*** Exercise input ***

PR #107, opened 2021-01-25
EVA-2252 Initial script for EVA stats

andresfsilva:
The scripts are querying from the EVA metadata database (EVAPRO) to get the initial data and then looking for counts and dates in the variant warehouse and accessioning warehouse

### DIFF
--- a/eva-stats/stats_accessioning.py
+++ b/eva-stats/stats_accessioning.py
@@ -1,0 +1,92 @@
+# Copyright 2021 EMBL - European Bioinformatics Institute
+#
+# Licensed under the Apache License, Version 2.0 (the "License");
+# you may not use this file except in compliance with the License.
+# You may obtain a copy of the License at
+#
+#      http://www.apache.org/licenses/LICENSE-2.0
+#
+# Unless required by applicable law or agreed to in writing, software
+# distributed under the License is distributed on an "AS IS" BASIS,
+# WITHOUT WARRANTIES OR CONDITIONS OF ANY KIND, either express or implied.
+# See the License for the specific language governing permissions and
+# limitations under the License.
+
+import psycopg2
+import click
+from ebi_eva_common_pyutils.pg_utils import get_all_results_for_query, execute_query
+from ebi_eva_common_pyutils.mongo_utils import get_mongo_connection_handle
+from ebi_eva_common_pyutils.config_utils import get_pg_metadata_uri_for_eva_profile, get_properties_from_xml_file
+
+
+def get_handles(private_config_xml_file):
+    properties = get_properties_from_xml_file("production", private_config_xml_file)
+    mongo_hosts_and_ports = str(properties['eva.mongo.host'])
+    mongo_host, mongo_port = get_mongo_primary_host_and_port(mongo_hosts_and_ports)
+    mongo_username = str(properties['eva.mongo.user'])
+    mongo_password = str(properties['eva.mongo.passwd'])
+
+    mongo_handle = get_mongo_connection_handle(mongo_username, mongo_password, mongo_host)
+    metadata_handle = psycopg2.connect(get_pg_metadata_uri_for_eva_profile(
+        "development", private_config_xml_file), user="evadev")
+
+    return mongo_handle, metadata_handle
+
+
+def get_mongo_primary_host_and_port(mongo_hosts_and_ports):
+    """
+    :param mongo_hosts_and_ports: All host and ports stored in the private settings xml
+    :return: mongo primary host and port
+    """
+    for host_and_port in mongo_hosts_and_ports.split(','):
+        if '001' in host_and_port:
+            properties = host_and_port.split(':')
+            return properties[0], properties[1]
+
+
+def get_stats_from_accessioning_db(mongo_handle, metadata_handle, provided_assemblies):
+    store_accessioning_counts(mongo_handle, metadata_handle, 'clusteredVariantEntity', provided_assemblies)
+    store_accessioning_counts(mongo_handle, metadata_handle, 'submittedVariantEntity', provided_assemblies)
+
+
+def store_accessioning_counts(mongo_handle, metadata_handle, collection_name, provided_assemblies):
+    collection = mongo_handle["eva_accession_sharded"][collection_name]
+    assembly_field = "asm" if collection_name == "clusteredVariantEntity" else "seq"
+    stats_table = "rs_stats" if collection_name == "clusteredVariantEntity" else "ss_stats"
+    assemblies = get_assemblies(provided_assemblies, assembly_field, collection)
+    # assemblies = ['GCA_000164845.3', 'GCA_000151735.1', 'GCA_000002325.2']
+    for assembly in assemblies:
+        pipeline = [
+            {"$match": {assembly_field: assembly}},
+            {"$group": {"_id": assembly, "count": {"$sum": 1}}}
+        ]
+        cursor_rs = collection.aggregate(pipeline)
+        for rs_stat in cursor_rs:
+            print(rs_stat)
+            assembly = rs_stat["_id"]
+            count = rs_stat["count"]
+            query = "insert into eva_stats.{2} values ('{0}', {1}) " \
+                    "on conflict(assembly) do update set num_variants = {1}".format(assembly, count, stats_table)
+            execute_query(metadata_handle, query)
+
+
+def get_assemblies(provided_assemblies, assembly_field, collection):
+    if provided_assemblies:
+        assemblies = []
+        for assembly in provided_assemblies.split(','):
+            assemblies.append(assembly)
+        return assemblies
+    else:
+        return collection.distinct(assembly_field)
+
+
+@click.option("--private-config-xml-file", help="ex: /path/to/eva-maven-settings.xml", required=True)
+@click.option("--assemblies", help="GCA_000164845.3,GCA_000151735.1", required=False)
+@click.command()
+def get_stats(private_config_xml_file, assemblies):
+    mongo_handle, metadata_handle = get_handles(private_config_xml_file)
+    get_stats_from_accessioning_db(mongo_handle, metadata_handle, assemblies)
+
+
+if __name__ == "__main__":
+    get_stats()
--- a/eva-stats/stats_accessioning.py
+++ b/eva-stats/stats_accessioning.py
@@ -66,7 +66,7 @@ def store_accessioning_counts(mongo_handle, metadata_handle, collection_name, pr
             {"$match": {assembly_field: assembly}},
             {"$group": {"_id": assembly, "count": {"$sum": 1}}}
         ]
-        cursor_stat = collection.aggregate(pipeline)
+        cursor_stat = collection.aggregate(pipeline=pipeline, allowDiskUse=True)
         for stat in cursor_stat:
             logger.info(stat)
             assembly = stat["_id"]
--- a/eva-stats/stats_accessioning.py
+++ b/eva-stats/stats_accessioning.py
@@ -13,11 +13,11 @@
 # limitations under the License.
 
 import sys
+import pymongo
 import psycopg2
 import argparse
-from ebi_eva_common_pyutils.pg_utils import get_all_results_for_query, execute_query
-from ebi_eva_common_pyutils.mongo_utils import get_mongo_connection_handle
-from ebi_eva_common_pyutils.config_utils import get_pg_metadata_uri_for_eva_profile, get_properties_from_xml_file
+from ebi_eva_common_pyutils.pg_utils import execute_query
+from ebi_eva_common_pyutils.config_utils import get_pg_metadata_uri_for_eva_profile, get_mongo_uri_for_eva_profile
 from ebi_eva_common_pyutils.logger import logging_config
 
 
@@ -25,28 +25,10 @@ logger = logging_config.get_logger(__name__)
 
 
 def get_handles(private_config_xml_file):
-    properties = get_properties_from_xml_file("production", private_config_xml_file)
-    mongo_hosts_and_ports = str(properties['eva.mongo.host'])
-    mongo_host, mongo_port = get_mongo_primary_host_and_port(mongo_hosts_and_ports)
-    mongo_username = str(properties['eva.mongo.user'])
-    mongo_password = str(properties['eva.mongo.passwd'])
-
-    mongo_handle = get_mongo_connection_handle(mongo_username, mongo_password, mongo_host)
+    mongo_handle = pymongo.MongoClient(get_mongo_uri_for_eva_profile("production", private_config_xml_file))
     metadata_handle = psycopg2.connect(get_pg_metadata_uri_for_eva_profile(
         "development", private_config_xml_file), user="evadev")
-
     return mongo_handle, metadata_handle
-
-
-def get_mongo_primary_host_and_port(mongo_hosts_and_ports):
-    """
-    :param mongo_hosts_and_ports: All host and ports stored in the private settings xml
-    :return: mongo primary host and port
-    """
-    for host_and_port in mongo_hosts_and_ports.split(','):
-        if '001' in host_and_port:
-            properties = host_and_port.split(':')
-            return properties[0], properties[1]
 
 
 def get_stats_from_accessioning_db(mongo_handle, metadata_handle, provided_assemblies):
--- a/eva-stats/stats_accessioning.py
+++ b/eva-stats/stats_accessioning.py
@@ -12,8 +12,9 @@
 # See the License for the specific language governing permissions and
 # limitations under the License.
 
+import sys
 import psycopg2
-import click
+import argparse
 from ebi_eva_common_pyutils.pg_utils import get_all_results_for_query, execute_query
 from ebi_eva_common_pyutils.mongo_utils import get_mongo_connection_handle
 from ebi_eva_common_pyutils.config_utils import get_pg_metadata_uri_for_eva_profile, get_properties_from_xml_file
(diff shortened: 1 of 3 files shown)


eva-stats/stats_accessioning.py
```diff
@@ -0,0 +1,100 @@
...
+
+
+def store_accessioning_counts(mongo_handle, metadata_handle, collection_name, provided_assemblies):
+    collection = mongo_handle["eva_accession_sharded"][collection_name]
+    assembly_field = "asm" if collection_name == "clusteredVariantEntity" else "seq"
+    stats_table = "rs_stats" if collection_name == "clusteredVariantEntity" else "ss_stats"
+    assemblies = get_assemblies(provided_assemblies, assembly_field, collection)
+    for assembly in assemblies:
+        pipeline = [
+            {"$match": {assembly_field: assembly}},
```
tcezard, line 65: Is there a reason you're not using the [$in](https://docs.mongodb.com/manual/reference/operator/query/in/) operator instead of looping?

eva-stats/stats_accessioning.py
```diff
@@ -0,0 +1,100 @@
...
+        assemblies = []
+        for assembly in provided_assemblies.split(','):
+            assemblies.append(assembly)
+        return assemblies
+    else:
+        return collection.distinct(assembly_field)
+
+
+@click.option("--private-config-xml-file", help="ex: /path/to/eva-maven-settings.xml", required=True)
+@click.option("--assemblies", help="GCA_000164845.3,GCA_000151735.1", required=False)
```
tcezard, line 89: I think we should agree on a library for parsing argument rather than use several but eve if we do use `click` we should avoid comma separated list of values and prefer support for [multi value options](https://click.palletsprojects.com/en/7.x/options/#multi-value-options)

eva-stats/stats_accessioning.py
```diff
@@ -0,0 +1,100 @@
...
+    assembly_field = "asm" if collection_name == "clusteredVariantEntity" else "seq"
+    stats_table = "rs_stats" if collection_name == "clusteredVariantEntity" else "ss_stats"
+    assemblies = get_assemblies(provided_assemblies, assembly_field, collection)
+    for assembly in assemblies:
+        pipeline = [
+            {"$match": {assembly_field: assembly}},
+            {"$group": {"_id": assembly, "count": {"$sum": 1}}}
+        ]
+        cursor_rs = collection.aggregate(pipeline)
+        for rs_stat in cursor_rs:
```
tcezard, line 69: `rs_stat` variable name is a bit misleading because it could be `ss` as well

eva-stats/stats_accessioning.py
```diff
@@ -0,0 +1,100 @@
...
+
+
+def get_stats_from_accessioning_db(mongo_handle, metadata_handle, provided_assemblies):
+    logger.info("Getting counts for RS IDs (Clustered Variants)")
+    store_accessioning_counts(mongo_handle, metadata_handle, 'clusteredVariantEntity', provided_assemblies)
+    logger.info("Getting counts for SS IDs (Submitted Variants)")
+    store_accessioning_counts(mongo_handle, metadata_handle, 'submittedVariantEntity', provided_assemblies)
+
+
+def store_accessioning_counts(mongo_handle, metadata_handle, collection_name, provided_assemblies):
```
tcezard, line 58: Do you think it would be possible to grab the variant creation date (Year-Month) for each assembly during the aggregation pipeline. Looking at studies might be interesting as well, but it would only apply to SSid.

eva-stats/stats_variant_warehouse.py
```diff
@@ -0,0 +1,181 @@
...
+            "left join assembly asm on (asm.assembly_accession = a.vcf_reference_accession)" \
+            "where f.file_type = 'VCF' " \
+            "and p.project_accession in {0}" \
+            "order by a.vcf_reference_accession, p.project_accession, a.analysis_accession".format(projects_evapro)
+    logger.info("Querying EVAPRO")
+    result_evapro = get_all_results_for_query(metadata_handle, query)
+
+    analyses = []
+    analysis_filename = {}
+    for index, row in enumerate(result_evapro):
```
tcezard, line 64: For this I think you want to use the `itertools.groupby` function.
It assumes that list is sorted by the value you're grouping on but it will simplify your code.
```
from itertools import groupby 
from operator import itemgetter

for project, rows_for_project in groupby(result_evapro, key=itemgetter(1)):
    analyses = [row[2] for row in rows_for_project]
    filenames = set([row[4] for row in rows_for_project])
```

tcezard (changes requested):

eva-stats/stats_accessioning.py
```diff
@@ -0,0 +1,100 @@
...
+
+
+def get_handles(private_config_xml_file):
+    properties = get_properties_from_xml_file("production", private_config_xml_file)
+    mongo_hosts_and_ports = str(properties['eva.mongo.host'])
+    mongo_host, mongo_port = get_mongo_primary_host_and_port(mongo_hosts_and_ports)
+    mongo_username = str(properties['eva.mongo.user'])
+    mongo_password = str(properties['eva.mongo.passwd'])
+
+    mongo_handle = get_mongo_connection_handle(mongo_username, mongo_password, mongo_host)
```
sundarvenkata-EBI, line 33: Why aren't we using **get_mongo_uri_for_eva_profile** from pyutils instead?

eva-stats/stats_accessioning.py
```diff
@@ -0,0 +1,100 @@
...
+
+def store_accessioning_counts(mongo_handle, metadata_handle, collection_name, provided_assemblies):
+    collection = mongo_handle["eva_accession_sharded"][collection_name]
+    assembly_field = "asm" if collection_name == "clusteredVariantEntity" else "seq"
+    stats_table = "rs_stats" if collection_name == "clusteredVariantEntity" else "ss_stats"
+    assemblies = get_assemblies(provided_assemblies, assembly_field, collection)
+    for assembly in assemblies:
+        pipeline = [
+            {"$match": {assembly_field: assembly}},
+            {"$group": {"_id": assembly, "count": {"$sum": 1}}}
```
sundarvenkata-EBI, line 66: Suggest using the **allowDiskUse** parameter since the query could be massive for large assemblies.

eva-stats/stats_accessioning.py
```diff
@@ -0,0 +1,100 @@
...
+
+
+def get_assemblies(provided_assemblies, assembly_field, collection):
+    if provided_assemblies:
+        assemblies = []
+        for assembly in provided_assemblies.split(','):
+            assemblies.append(assembly)
+        return assemblies
+    else:
+        return collection.distinct(assembly_field)
```
sundarvenkata-EBI, line 85: As more assemblies are added, this might time out in the future as well :( but this operation uses an index so it might be a while before that happens!   If it does time out in the future, we should maintain a separate registry of accessioned assemblies somewhere!

eva-stats/stats_variant_warehouse.py
```diff
@@ -0,0 +1,181 @@
...
+from ebi_eva_common_pyutils.pg_utils import get_all_results_for_query, execute_query
+from ebi_eva_common_pyutils.mongo_utils import get_mongo_connection_handle
+from ebi_eva_common_pyutils.config_utils import get_pg_metadata_uri_for_eva_profile, get_properties_from_xml_file
+from ebi_eva_common_pyutils.logger import logging_config
+
+
+logger = logging_config.get_logger(__name__)
+
+
+def get_database_name_from_assembly(metadata_handle, assembly):
```
sundarvenkata-EBI, line 26: This is something that @apriltuesday has already implemented. If possible, I suggest aligning with that definition (or better: extracting that functionality to pyutils).

eva-stats/stats_variant_warehouse.py
```diff
@@ -0,0 +1,181 @@
...
+
+    return mongo_handle, metadata_handle
+
+
+@click.option("--private-config-xml-file", help="ex: /path/to/eva-maven-settings.xml", required=True)
+@click.option("--projects", help="PRJEB27233,PRJEB36318", required=False)
+@click.command()
+def get_stats(private_config_xml_file, projects):
+    logger.info("Started stats counts from variant warehouse")
+    mongo_handle, metadata_handle = get_handles(private_config_xml_file)
```
sundarvenkata-EBI, line 174: Would we be able to reuse this from the other script?

eva-stats/stats_variant_warehouse.py
```diff
@@ -0,0 +1,181 @@
...
+        else:
+            assembly = row[0]
+            project = row[1]
+            get_counts_from_variant_warehouse(assembly, project, analyses, metadata_handle, mongo_handle)
+            get_dates_from_variant_warehouse(assembly, project, analysis_filename, metadata_handle, mongo_handle)
+
+
+def insert_into_stats(metadata_handle, row):
+    assembly, project, analysis, file_id, filename, file_type, taxonomy_id = row[0], row[1], row[2], row[3], row[4], \
+                                                                             row[5], row[6]
```
sundarvenkata-EBI, line 90: Have you tried just this?
```suggestion
assembly, project, analysis, file_id, filename, file_type, taxonomy_id = row
```

eva-stats/stats_variant_warehouse.py
```diff
@@ -0,0 +1,181 @@
...
+    variants_collection = mongo_handle[database_name]['variants_2_0']
+    pipeline = [
+        {"$match": {"files.sid": project, "files.fid": {"$in": analyses}}},
+        {"$project": {"_id": 0, "files.fid": 1}},
+        {"$unwind": "$files"},
+        {"$unwind": "$files.fid"},
+        {"$match": {"files.fid": {"$in": analyses}}},
+        {"$group": {"_id": "$files.fid", "count": {"$sum": 1}}},
+        {"$project": {"_id": 0, "files.fid": "$_id", "count": 1}}
+    ]
```
sundarvenkata-EBI, line 116: Again, suggest using **allowDiskUse=True** in the pipeline to avoid memory issues...

eva-stats/stats_variant_warehouse.py
```diff
@@ -0,0 +1,181 @@
...
+
+
+@click.option("--private-config-xml-file", help="ex: /path/to/eva-maven-settings.xml", required=True)
+@click.option("--projects", help="PRJEB27233,PRJEB36318", required=False)
+@click.command()
+def get_stats(private_config_xml_file, projects):
+    logger.info("Started stats counts from variant warehouse")
+    mongo_handle, metadata_handle = get_handles(private_config_xml_file)
+    logger.info("Got connection handles to mongo and postgres")
+    get_from_variant_warehouse(mongo_handle, metadata_handle, projects)
```
sundarvenkata-EBI, line 176: "projects" parameter is not mandated but we rely on it as an argument to the get_from_variant_warehouse function. The function does not seem to handle empty projects array either.

sundarvenkata-EBI: May be this is already slated as an enhancement, but why don't we look up **eva_stats.stats** table and compare it against EVAPRO to find the new projects/analyses (in case the project accessions are not supplied in the command line)?

eva-stats/stats_variant_warehouse.py
```diff
@@ -45,7 +46,7 @@ def get_mongo_primary_host_and_port(mongo_hosts_and_ports):
 
 
 def get_from_variant_warehouse(mongo_handle, metadata_handle, projects):
-    projects_evapro = "('" + projects.replace(",", "','") + "')"
+    projects_evapro = str(projects).replace("[", "(").replace("]", ")")
```
sundarvenkata-EBI: This ties us to the list representation of projects and not any iterable. Suggest `"[{0}]".format(",".join(projects))` instead.

eva-stats/stats_variant_warehouse.py
```diff
@@ -60,41 +62,27 @@ def get_from_variant_warehouse(mongo_handle, metadata_handle, projects):
...
-                   "filename, file_type, taxonomy_id) values ('{0}','{1}','{2}','{3}','{4}','{5}', {6})".format(
-        assembly, project, analysis, file_id, filename, file_type, taxonomy_id)
+    assembly, project, analysis, file_id, filename, file_type, taxonomy_id = row
+    check_exist_query = "select * from eva_stats.stats where assembly_accession = '{0}' and project_accession = " \
+                        "'{1}' and analysis_accession = '{2}'".format(assembly, project, analysis)
     if len(get_all_results_for_query(metadata_handle, check_exist_query)) == 0:
+        insert_query = "insert into eva_stats.stats(assembly_accession, project_accession, analysis_accession, " \
+                       "file_id, filename, file_type, taxonomy_id) values ('{0}','{1}','{2}','{3}','{4}','{5}', " \
+                       "{6})".format(assembly, project, analysis, file_id, filename, file_type, taxonomy_id)
+        print(insert_query)
```
sundarvenkata-EBI: logger.debug maybe?

eva-stats/stats_variant_warehouse.py
```diff
@@ -31,8 +31,13 @@ def get_database_name_from_assembly(metadata_handle, assembly):
...
             "where assembly_accession = '{0}'".format(assembly)
-    result = get_all_results_for_query(metadata_handle, query)
-    database_name = 'eva_{0}_{1}'.format(result[0][0], result[0][1])
+    rows = get_all_results_for_query(metadata_handle, query)
+    if len(rows) == 0:
+        raise ValueError(f'No database for {assembly} found')
+    elif len(rows) > 1:
+        options = ', '.join((f'{r[0]}_{r[1]}' for r in rows))
+        raise ValueError(f'More than one possible database for {assembly} found: {options}')
+    database_name = f'eva_{rows[0][0]}_{rows[0][1]}'
```
sundarvenkata-EBI, line 40: This looks good for now... But this and April's being long-lived scripts, it might be better if the functionality is extracted to a common library in the future and both of them using that function. Let's discuss more in the stand-up...

eva-stats/stats_variant_warehouse.py
```diff
@@ -70,8 +75,14 @@ def get_from_variant_warehouse(mongo_handle, metadata_handle, projects):
             assembly, project, analysis, filename = row[0], row[1], row[2], row[4]
             analyses.append(analysis)
             analysis_filename[analysis] = filename
-        get_counts_from_variant_warehouse(assembly, project, analyses, metadata_handle, mongo_handle)
-        get_dates_from_variant_warehouse(assembly, project, analysis_filename, metadata_handle, mongo_handle)
+        try:
+            database_name = get_database_name_from_assembly(metadata_handle, assembly)
+            print(database_name)
```
sundarvenkata-EBI, line 80: logger.info here?

eva-stats/stats_accessioning.py
andresfsilva: Changed to use argparse because it is being used in the submission automation and also handled better arguments with multiple values

eva-stats/stats_accessioning.py
andresfsilva: Changed

eva-stats/stats_accessioning.py
andresfsilva: It is possible with a different query but for large studies it has given a timeout error. We would need to get the created date from one of the variants in each study. Something like:
```
mongos> db.submittedVariantEntity.aggregate([{$match: { seq:"GCA_000001635.1"} }, {$group:{_id:"$study", example_accession:{$first:"$createdDate"} , count:{$sum:1} } } ] )
{ "_id" : "PRJEB38379", "example_accession" : ISODate("2020-05-21T14:52:14.519Z"), "count" : 100 }
{ "_id" : "PRJEB39892", "example_accession" : ISODate("2020-09-21T15:22:49.634Z"), "count" : 349 }

```

eva-stats/stats_variant_warehouse.py
andresfsilva: Thanks, changed it to use `itertools.groupby` and it did simplified the code

eva-stats/stats_accessioning.py
andresfsilva: Because `get_mongo_connection_handle` asks for the username, password and host instead of the uri

eva-stats/stats_accessioning.py
andresfsilva: Thanks, added

eva-stats/stats_variant_warehouse.py
andresfsilva: Thanks, added

eva-stats/stats_accessioning.py
andresfsilva: I agree. The long term solution should probably be to integrate the counts in the submission automation so counts get updated when we are accessioning variants.

eva-stats/stats_variant_warehouse.py
andresfsilva: Thanks, changed

eva-stats/stats_variant_warehouse.py
andresfsilva: Good idea, it was implemented so when no projects are passed it compares data in evapro with eva_stats and run the counts for the projects that don't have counts yet

eva-stats/stats_variant_warehouse.py
andresfsilva: Thanks, changed

eva-stats/stats_variant_warehouse.py
andresfsilva: Removed, I had this just to test something but was supposed to be removed

eva-stats/stats_variant_warehouse.py
andresfsilva: Changed, it was supposed to be a `logger.info`. Thanks

eva-stats/stats_variant_warehouse.py
andresfsilva: Added to pyutils in [this PR](https://github.com/EBIvariation/eva-common-pyutils/pull/13) and used here

eva-stats/stats_variant_warehouse.py
andresfsilva: Moved functionality to pyutils. See [here](https://github.com/EBIvariation/eva-common-pyutils/pull/13)

eva-stats/stats_variant_warehouse.py
andresfsilva: Yes, I think we would be able to reuse it

eva-stats/stats_accessioning.py
sundarvenkata-EBI: But you don't need the `get_mongo_connection_handle` method in the first place.. psycogp2.connect(mongo_uri) will give you the handle directly I think...

sundarvenkata-EBI (approved):

eva-stats/stats_accessioning.py
andresfsilva: Changed and looks better!

tcezard (commented):
There is still one [comment](https://github.com/EBIvariation/eva-tools/pull/107/files#r564125423) that have not been addressed

tcezard (approved):

eva-stats/stats_accessioning.py
andresfsilva: Agreed offline to leave it as-is because using the `$in` could result in a big query that can produce a mongo timeout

*** End of Exercise input ***

_Goal of the exercise_.
Could you return the lines in the entries above that contain "values"?

_Result for this exercise_.
+            query = "insert into eva_stats.{2} values ('{0}', {1}) " \
tcezard, line 89: I think we should agree on a library for parsing argument rather than use several but eve if we do use `click` we should avoid comma separated list of values and prefer support for [multi value options](https://click.palletsprojects.com/en/7.x/options/#multi-value-options)
-                   "filename, file_type, taxonomy_id) values ('{0}','{1}','{2}','{3}','{4}','{5}', {6})".format(
+                       "file_id, filename, file_type, taxonomy_id) values ('{0}','{1}','{2}','{3}','{4}','{5}', " \
andresfsilva: Changed to use argparse because it is being used in the submission automation and also handled better arguments with multiple values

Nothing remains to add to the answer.